This was a cool question because it promoted thought about the DoM.
I raised a question How do HTML Parsers process untagged text which was commented generously by @sideshowbarker, which made me think, and improved my knowledge of the DoM, especially about text nodes.
Below is a DoM based way of finding candidate text nodes and padding them with 'p' tags. There are lots of text nodes that we should leave alone, like the spaces, carriage returns and line feeds we use for formatting (which an "uglifier" may strip out).
<?php
$html = file_get_contents("nodeTest.html"); // read the test file
$dom = new domDocument; // a new dom object
$dom->loadHTML($html); // build the DoM
$bodyNodes = $dom->getElementsByTagName('body'); // returns DOMNodeList object
foreach($bodyNodes[0]->childNodes as $child) // assuming 1 <body> node
{
$text="";
// this tests for an untagged text node that has more than non-formatting characters
if ( ($child->nodeType == 3) && ( strlen( $text = trim($child->nodeValue)) > 0 ) )
{ // its a candidate for adding tags
$newText = "<p>".$text."</p>";
echo str_replace($text,$newText,$child->nodeValue);
}
else
{ // not a candidate for adding tags
echo $dom->saveHTML($child);
}
}
nodeTest.html contains this.
<!DOCTYPE HTML>
<html>
<body>
<h2><b>Hello World</b></h2>
<p>First</p>
Second
<p>Third</p>
fourth
<p>Third</p>
<!-- comment -->
</body>
</html>
and the output is this.... I did not bother echoing the outer tags. Notice that comments and formatting are properly treated.

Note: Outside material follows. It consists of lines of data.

PR #281, opened 2022-04-12
CBAPI-3574: Add NSX Remediation to SDK

abowersox-cb:
## Pull request checklist

https://jira.carbonblack.local/browse/CBAPI-3574

## Pull Request Description

Added the NSX Remediation functionality to the SDK.  This includes a new `NSXRemediationJob` object and additions to the `Device` object.

- [ ] Yes
- [x] No

## How Has This Been Tested?

Unit tests have been written with 100% code coverage of all added code.  A UAT script has also been added and has been tested against the dev01 server test organization.

### DIFF
--- a/src/cbc_sdk/platform/devices.py
+++ b/src/cbc_sdk/platform/devices.py
@@ -273,7 +273,7 @@ class Device(PlatformModel):
         Returns:
             set[str]: All current NSX tags that are set for this workload.
         """
-        if self.nsx_available:
+        if self.nsx_available and self._info['nsx_distributed_firewall_policy']:
             return set([tag_name for tag_name in NSXRemediationJob.VALID_TAGS
                         if tag_name in self._info['nsx_distributed_firewall_policy']])
         return set()
--- a/src/cbc_sdk/platform/devices.py
+++ b/src/cbc_sdk/platform/devices.py
@@ -265,22 +265,9 @@ class Device(PlatformModel):
         """
         return self._info['deployment_type'] == 'WORKLOAD' and self._info['nsx_enabled']
 
-    @property
-    def nsx_tags(self):
-        """
-        Returns the current NSX tag(s) set for this workload.
-
-        Returns:
-            set[str]: All current NSX tags that are set for this workload.
-        """
-        if self.nsx_available and self._info['nsx_distributed_firewall_policy']:
-            return set([tag_name for tag_name in NSXRemediationJob.VALID_TAGS
-                        if tag_name in self._info['nsx_distributed_firewall_policy']])
-        return set()
-
     def nsx_remediation(self, tag, set_tag=True):
         """
-        Start an NSX Remediation job on this device.
+        Start an NSX Remediation job on this device to change the tag.
 
         Required Permissions:
             appliances.nsx.remediation(EXECUTE)
@@ -291,11 +278,22 @@ class Device(PlatformModel):
             set_tag (bool): True to toggle the specified tag on, False to toggle it off. Default True.
 
         Returns:
-            NSXRemediationJob: The object representing all running jobs.
+            NSXRemediationJob: The object representing all running jobs.  None if the operation is a no-op.
         """
-        if self.nsx_available:
-            return NSXRemediationJob.start_request(self._cb, self.id, tag, set_tag)
-        raise ApiError("NSX actions are not available on this device")
+        if not self.nsx_available:
+            raise ApiError("NSX actions are not available on this device")
+        current = self._info['nsx_distributed_firewall_policy']
+        if current is None:
+            if not set_tag:
+                return None  # clearing tag is a no-op if no tag is set
+        elif current == tag:
+            if set_tag:
+                return None  # setting tag is a no-op if already set
+        else:
+            if set_tag:
+                raise ApiError(f"NSX tag already set to {current}, cannot set another tag without clearing it")
+            return None  # clearing tag is a no-op in this case
+        return NSXRemediationJob.start_request(self._cb, self.id, tag, set_tag)
 
 
 class DeviceFacet(UnrefreshableModel):
--- a/src/cbc_sdk/platform/devices.py
+++ b/src/cbc_sdk/platform/devices.py
@@ -18,6 +18,7 @@ from cbc_sdk.platform import PlatformModel
 from cbc_sdk.platform.vulnerability_assessment import Vulnerability, VulnerabilityQuery
 from cbc_sdk.base import (UnrefreshableModel, BaseQuery, QueryBuilder, QueryBuilderSupportMixin,
                           CriteriaBuilderSupportMixin, IterableQueryMixin, AsyncQueryMixin)
+from cbc_sdk.workload import NSXRemediationJob
 
 import time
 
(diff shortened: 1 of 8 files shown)


src/cbc_sdk/workload/nsx_remediation.py
```diff
@@ -0,0 +1,139 @@
...
+
+    @property
+    def status(self):
+        """
+        Returns the current status.
+
+        Returns:
+            dict: The current status, mapping individual job IDs to status value dicts.
+        """
+        return self._status
```
avanbrunt-cb, line 139: If the user calls this before using either of the `await_result` functions then the _status will be all None. Should we call `_poll_status` once before returning. We could even check if _running_jobs > 0 such that we don't need to poll if it's already finished

src/cbc_sdk/workload/nsx_remediation.py
```diff
@@ -0,0 +1,139 @@
...
+        Required Permissions:
+            appliances.registration(READ)
+
+        Returns:
+            Future: A future representing the job and its results.
+        """
+        return self._cb._async_submit(lambda arg, kwarg: arg[0].await_result(), self)
+
+    @property
+    def status(self):
```
avanbrunt-cb, line 132: How can I get the list of devices where the NSX remediation failed?

src/tests/uat/nsx_remediation_uat.py
```diff
@@ -0,0 +1,157 @@
...
+
+    Args:
+        device (Device): The device under test.
+
+    Returns:
+        bool: True if the test completed (possibly with errors printed), False if the device was not suitable for test.
+    """
+    print(f"Beginning test on device #{device.id}")
+    before_tag = device.nsx_distributed_firewall_policy
+    if before_tag:
```
avanbrunt-cb, line 110: Can you add some comments indicating what is being performed? I can't easily tell what is being set versus unset?

src/tests/uat/nsx_remediation_uat.py
```diff
@@ -0,0 +1,157 @@
...
+
+from cbc_sdk.helpers import build_cli_parser, get_cb_cloud_object
+from cbc_sdk.platform import Device
+from cbc_sdk.workload import NSXRemediationJob
+from cbc_sdk.errors import ApiError, ServerError, NSXJobError
+
+
+def get_devices(cb, ids):
+    """
+    Gets the devices that can be tested with NSX Remediation.
```
avanbrunt-cb, line 36: Can you specify what indicates that a device can be tested?

src/tests/unit/fixtures/workload/mock_nsx_remediation.py
```diff
@@ -0,0 +1,110 @@
...
+    "action_type": "NSX_REMEDIATION",
+    "options": {
+        "toggle": "ON",
+        "tag": "CB-NSX-Quarantine"
+    }
+}
+
+NSX_RESPONSE_1 = {
+    "job_ids": [
+        "7ff05537-350a-420c-bfa8-3408ac70ce53"
```
avanbrunt-cb, line 14: Use a sample ID fetched from a CBC environment as I believe they don't use a raw guid. Please replace all job_ids below

src/cbc_sdk/workload/nsx_remediation.py
```diff
@@ -0,0 +1,139 @@
...
+import time
+from cbc_sdk.errors import ApiError, ServerError, NSXJobError
+
+
+class NSXRemediationJob:
+    """An object that runs and monitors an NSX Remediation operation."""
+    VALID_TAGS = ['CB-NSX-Quarantine', 'CB-NSX-Isolate', 'CB-NSX-Custom']
+    RUNNING_STATUSES = ['UNASSIGNED', 'SCHEDULED', 'RUNNING', 'RUNNING_UNDELIVERED']
+
+    def __init__(self, cb, running_jobs):
```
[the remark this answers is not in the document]
abowersox-cb: Changing it to `running_job_ids` to be even _more_ specific.

src/cbc_sdk/workload/nsx_remediation.py
abowersox-cb: We call `_poll_status` at the end of the `__init__` method, so by the time the object is constructed, it's already been polled once.

src/cbc_sdk/workload/nsx_remediation.py
abowersox-cb: You can get the list of job IDs that failed by examining `status`, but I know of no way to correlate the job IDs back to devices.  We don't get enough information back when starting a request to establish that.

src/tests/uat/nsx_remediation_uat.py
abowersox-cb: It's basically all devices for which `nsx_available` is `True`. That property being `True` means that the `deployment_type` is `WORKLOAD` and the `nsx_enabled` flag is set.  A comment has been added to that effect.

src/cbc_sdk/platform/devices.py
```diff
@@ -254,6 +255,46 @@ def get_vulnerabilties(self):
...
+        Returns:
+            bool: True if NSX actions are available, False if not.
+        """
+        return self._info['deployment_type'] == 'WORKLOAD' and self._info['nsx_enabled']
+
+    def nsx_remediation(self, tag, set_tag=True):
+        """
+        Start an NSX Remediation job on this device to change the tag.
+
+        Required Permissions:
```
dganev-cb, line 272: I think that should be specified in a different way otherwise it looks like something (python related) is related to use the method. Maybe just a single sentence like `The required permissions for the API are appliances.nsx.remediation(EXECUTE)`.

src/cbc_sdk/platform/devices.py
```diff
@@ -254,6 +255,46 @@ def get_vulnerabilties(self):
...
+        Args:
+            tag (str): The NSX tag to apply to this device. Valid values are "CB-NSX-Quarantine",
+                       "CB-NSX-Isolate", and "CB-NSX-Custom".
+            set_tag (bool): True to toggle the specified tag on, False to toggle it off. Default True.
+
+        Returns:
+            NSXRemediationJob: The object representing all running jobs.  None if the operation is a no-op.
+        """
+        if not self.nsx_available:
+            raise ApiError("NSX actions are not available on this device")
```
dganev-cb, line 284: Quotes are inconsistent during all of the commits. I suspect that pre-commit is skipped. That also happens in `[nsx_remediation.py](https://github.com/carbonblack/carbon-black-cloud-sdk-python/pull/281/files#diff-466b2e4755f09b5752ef75bea324ba1ae06c6d52fc63684d004096bc4d7d42fd)` new additions.

abowersox-cb: What do you mean by this? Also, your pre-commit stuff doesn't work on Windows.

dganev-cb: `'` and `"` are used at random there is no consistency. Also what does not work on pre-commit? I just installed it and used it without any problems on Windows. Eventually you can report an issue https://github.com/pre-commit/pre-commit here.

abowersox-cb: OK, you're using some weird kind of pre-commit thing that I wasn't previously aware of.

abowersox-cb: It says it's installed.

src/tests/unit/fixtures/workload/mock_nsx_remediation.py
abowersox-cb: The job IDs generated are all in the form `NSX_REMEDIATE_{guid}`.  I have changed the job IDs used in the mocks and unit tests to match this pattern.

src/cbc_sdk/workload/nsx_remediation.py
avanbrunt-cb: That makes sense was curious if there was a possibility but we aren't given a mapping if multiple job_ids are returned

avanbrunt-cb (approved):
Looks good.

src/cbc_sdk/platform/devices.py
dganev-cb: I still see the deflake commits it seems to me that it's still not working. I don't understand the comment about the tool being weird but is there some error that you are getting? I would like to know so that I can raise an issue for it, thanks!

abowersox-cb: Is there any way to run the quote-checker independent of the pre-commit mechanism, the way you can run flake8 independent of the pre-commit mechanism?

dganev-cb: There is no quote-checker in the `pre-commit` configuration. I just stated that as inconstancy, I think that we need to agree on a double/single quote strings and be consistent with it. 

If we stick to single quote we can add the `double-quote-string-fixer` step in the pre-commit configuration that would fix the double quoted stuff on each modified file in a commit.

dganev-cb: Resolving this topic since it is not in the scope of the PR.

dganev-cb (approved):

PR #1520, opened 2016-01-20
Complete Bowie lyric in cider-words-of-inspiration

Robsteranium:
It's a pretty trivial change but I think the juxtaposition of colours in "red shoes" and "the blues" is what makes this lyric so memorable!


bbatsov:
:+1: No argument from me. Lately I've been thinking about other ways to pay him tribute in the words of inspiration - e.g. "We can be heroes, we just need a REPL.".... or something like this.

PR #1521, opened 2016-01-20
Make auto scroll work with repl buffer in non-selected frames

rfkm:
I noticed `cider-repl--show-maximum-output` doesn't work with non-selected frames.
(Sometimes, I move a repl buffer to sub-monitor, creating a new frame.)

This PR should make it work with non-selected frames.

### DIFF
--- a/cider-repl.el
+++ b/cider-repl.el
@@ -392,7 +392,7 @@ This will not work on non-current prompts."
 (defun cider-repl--show-maximum-output ()
   "Put the end of the buffer at the bottom of the window."
   (when (eobp)
-    (let ((win (get-buffer-window (current-buffer))))
+    (let ((win (get-buffer-window (current-buffer) t)))
       (when win
         (with-selected-window win
           (set-window-point win (point-max))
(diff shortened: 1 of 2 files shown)


cider-repl.el
```diff
@@ -392,7 +392,7 @@ This will not work on non-current prompts."
 (defun cider-repl--show-maximum-output ()
   "Put the end of the buffer at the bottom of the window."
   (when (eobp)
-    (let ((win (get-buffer-window (current-buffer))))
+    (let ((win (get-buffer-window (current-buffer) 'visible)))
```
Malabarba: Any reason not to use `t` instead of `visible`?

rfkm: As far as I understand, `get-buffer-window` ignores hidden frames if `visible` is passed.
I feel like the auto scroll feature is meaningless if the repl buffer is invisible.

bbatsov: invisible == minimized?

rfkm: Yes, I think so.

bbatsov: Maybe we should make this a defcustom if some people would like to get auto-scrolling for invisible frames as well.

rfkm: Or just pass `t`?
I feel like https://github.com/clojure-emacs/cider/pull/1508 is fine grained enough as customizability.
In any case, I'm ready to update this PR. ;-)
What shall I do?

bbatsov: Ok, let's just go with `t`.

rfkm:
Done :)

bbatsov:
:+1:

PR #1526, opened 2016-01-24
Make local Javadoc lookup paths configurable

plexus:
If I do `cider-javadoc` on e.g. `javafx.stage.Stage`, it results in an elisp call to `(browse-url "javafx.stage.Stage")`, which doesn't even open a browser tab, presumably because `browse-url` doesn't know what protocol that relative URL has.

If I do the same for e.g. `java.lang.String` it results in a full url to the Oracle website, so that works. I tried to figure out where in cider-nrepl that URL is coming from, but I only find code there to build a relative URL, so I may be missing something.

What I really want is to have the JDK and JavaFX javadocs locally, and have CIDER open the right file from those local docs.

This commits adds a customizable search path for Javadoc directories, so you can easily do just that. If it doesn't find the file in any of the configured locations, it falls back to the old behavior.

I may be missing something here, or this may not be the best approach, so it's more a starting point for discussion. This is my first PR here, I'm happy to take any feedback into consideration.

```
; CIDER 0.11.0snapshot (package: 20160121.1400) (Java 1.8.0_66, Clojure 1.7.0, nREPL 0.2.12)
```

### DIFF
--- a/cider-doc.el
+++ b/cider-doc.el
@@ -86,6 +86,11 @@
   :group 'cider-docview-mode
   :package-version '(cider . "0.7.0"))
 
+(defcustom cider-docview-javadoc-path ()
+  "List of directories where CIDER looks for Javadoc HTML files."
+  :type '(repeat string)
+  :group 'cider-docview-mode
+  :package-version '(cider . "0.7.0"))
 
 
 ;; Faces
@@ -181,9 +186,13 @@
   (when symbol-name
     (cider-ensure-op-supported "info")
     (let* ((info (cider-var-info symbol-name))
-           (url (nrepl-dict-get info "javadoc")))
-      (if url
-          (browse-url url)
+           (url (nrepl-dict-get info "javadoc"))
+           (f-expand (lambda (dir) (concat (file-name-as-directory dir) url)))
+           (candidates (mapcar f-expand cider-docview-javadoc-path))
+           (files (remove-if-not 'file-exists-p candidates))
+           (target (car `(,@files ,url))))
+      (if target
+          (browse-url target)
         (user-error "No Javadoc available for %s" symbol-name)))))
 
 (defun cider-javadoc (arg)


cider-doc.el
```diff
@@ -86,6 +86,11 @@
   :group 'cider-docview-mode
   :package-version '(cider . "0.7.0"))
 
+(defcustom cider-docview-javadoc-path ()
```
bbatsov: Use `nil` instead of `()` - it a time-honored convention of Elispers.

cider-doc.el
```diff
@@ -86,6 +86,11 @@
...
+  "List of directories where CIDER looks for Javadoc HTML files."
+  :type '(repeat string)
+  :group 'cider-docview-mode
+  :package-version '(cider . "0.7.0"))
```
bbatsov: 0.7.0 -> 0.11.0

cider-doc.el
```diff
@@ -181,9 +186,13 @@
   (when symbol-name
     (cider-ensure-op-supported "info")
     (let* ((info (cider-var-info symbol-name))
-           (url (nrepl-dict-get info "javadoc")))
-      (if url
-          (browse-url url)
+           (url (nrepl-dict-get info "javadoc"))
+           (f-expand (lambda (dir) (concat (file-name-as-directory dir) url)))
```
bbatsov: We don't use `f.el`, so this has to be replaced with something like `expand-file-name`.

cider-doc.el
```diff
@@ -181,9 +186,13 @@
...
+           (candidates (mapcar f-expand cider-docview-javadoc-path))
```
bbatsov: Here as well.

cider-doc.el
```diff
@@ -181,9 +186,13 @@
...
+           (files (remove-if-not 'file-exists-p candidates))
```
bbatsov: We're not using `cl.el`, so this should be ideally replaced with `seq-remove` or something similar.

cider-doc.el
bbatsov: Oh, you're naming a function `f-expand` - judging from my confusing that's not a good idea. :-) In general you should use `expand-file-name` instead of `concat` when building a file name.

bbatsov:
I'm a bit too tired to think in details about this right now, but I'll ping @jeffvalk to share his thoughts when he has time to look into the PR. At a glance it seems to me that this is something we'd better solve on the nREPL side, by relying on Java's own conventions about local javadoc.

jeffvalk:
@plexus If you add your local javadoc directory as a resource on the classpath, everything should work as you're expecting.

For reference, the `cider-nrepl` code that resolves this is [here](https://github.com/clojure-emacs/cider-nrepl/blob/a98f23614591395b33e74200b57001496c64453a/src/cider/nrepl/middleware/info.clj#L204).

plexus:
Oh that's great, thanks for the tip! And @bbatsov thanks for the review, my elisp-fu still has a long way to go :)

bbatsov:
We should probably document this, as the same question pops up occasionally about source lookups for 3rd party jars. Maybe we can even directly suggest this when we can't find the source/javadoc for something?

plexus:
It is actually already documented https://github.com/clojure-emacs/cider#basic-configuration

> If you are targeting the JVM and prefer a local copy of the JDK API documentation over Oracle's official copy (e.g., for JavaSE 8), per nREPL's javadoc-info logic (accurate as of 29 Dec 2014), you can arrange your project to include the root path of the local API doc (i.e., where the index.html is located) to be included on your classpath (i.e., where the doc HTML files can be located by clojure.java.io/resource). For example, for Leiningen, with the local API path being /usr/share/doc/java/api/, put the following line in project.clj:
> 
> `:dev {:resource-paths ["/usr/share/doc/java/api/"]}`
> 
> or the following line in $HOME/.lein/profiles.clj:
> 
> `:user {:resource-paths ["/usr/share/doc/java/api/"]}`
> 
> More detail can be found here.

Really sorry for the noise, I should have had a better look at the docs.

PR #1535, opened 2016-01-31
Suggest just using `.lein/profiles.d/repl.clj` for installation

hyPiRion:
After some feedback from technomancy/leiningen#2074, I realised that it may be easier for newcomers to Clojure and CIDER to just use a default provided `:repl` profile. Leiningen supports putting different profiles in `.lein/profiles.d` (for example `.lein/profiles.d/repl.clj`), and it may be an idea to provide steps to just download a profile file and put it in the right place.

I'm not sure if the way I've written this makes it easier or not, but at least now you know about the option. (I will also take a look into and see if we can make it easier to support more "automatic" kind of setups for tools that use Leiningen.)

Pinging @phillord for this, since he brought it up in the first place.

### DIFF
--- a/README.md
+++ b/README.md
@@ -245,8 +245,28 @@ Much of CIDER's functionality depends on the presence of CIDER's own
 
 #### Using Leiningen
 
-Use the convenient plugin for defaults, either in your project's
-`project.clj` file or in the :repl profile in `~/.lein/profiles.clj`.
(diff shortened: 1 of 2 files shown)


phillord:
Commented at https://github.com/technomancy/leiningen/issues/2074

Apologies -- I seem to have pushed the comments over several issues!

hyPiRion:
No problem – I'll close this so that we can discuss this over fewer issues =)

<h2><b>Hello World</b></h2>
<p>First</p>
<p>Second</p>
<p>Third</p>
<p>fourth</p>
<p>Third</p>
<!-- comment -->
Obviously you need to traverse the DoM and repeat the search/replace at each element node if you wish to make the thing more general. We are only stopping at the Body node in this example and processing each direct child node.
I'm not 100% sure the code is the most efficient possible and I may think some more on that and update if I find a better way.